Reproducible example:
vec <- c("'01'", "'01' '02'",
"#bateau", "#bateau #batiment",
"#'autres 32'", "#'autres 32' #'batiment 30'", "#'autres 32' #'batiment 30' #'contenu 31'",
"#'34'", "#'34' #'33' #'35'")
I have the previous string that I need to split everywhere there is a space (), except if the space is between
'
. @Wiktor Stribiżew kindly answer my question and gave me this pattern '[^']*'(*SKIP)(*F)|\\s+
which worked perfectly in a strsplit
call:
strsplit(vec, "'[^']*'(*SKIP)(*F)|\\s+", perl=TRUE)
[[1]]
[1] "'01'"
[[2]]
[1] "'01'" "'02'"
[[3]]
[1] "#bateau"
[[4]]
[1] "#bateau" "#batiment"
[[5]]
[1] "#'autres 32'"
[[6]]
[1] "#'autres 32'" "#'batiment 30'"
[[7]]
[1] "#'autres 32'" "#'batiment 30'" "#'contenu 31'"
[[8]]
[1] "#'34'"
[[9]]
[1] "#'34'" "#'33'" "#'35'"
However, when I tried the same pattern a tidyverse function, I got this error:
stringr::str_split(vec, "'[^']*'(*SKIP)(*F)|\\s+")

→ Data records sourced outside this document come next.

PR #3868, opened 2026-09-20
Complete DX.15 compiler performance and package qualification

yaseralnajjar:
Installed checks paid for unrelated virtual-workspace Cargo validation and eager metadata work. This completes DX.15 with proven standalone-source ownership, bounded lazy metadata format 4, byte-identical SHA256 acceleration, and explicit cache/metadata timing while preserving package, lock-mode, integrity and semantic validation.

The final integration repairs retain required assertions and deadlines, regenerate the affected pinned SQL components, and complete nonpublishing native package qualification on all four supported targets. DX.16 remains open.

Validation:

Error in stri_split_regex(string, pattern, n = n, simplify = simplify, :
Syntax error in regexp pattern. (U_REGEX_RULE_SYNTAX)
Here, @Wiktor Stribiżew was kind enough again to explain the problem which is because this is a PCRE
expression while the tidyverse uses ICU
Is there a way to make my expression work in the tidyverse? If not, what expression would work? Please note that my example use strsplit
as it is simpler to explain the problem. However, at the end, I want to use the tidyr::separate_rows
function explaining why I need a tidyverse compatible solution.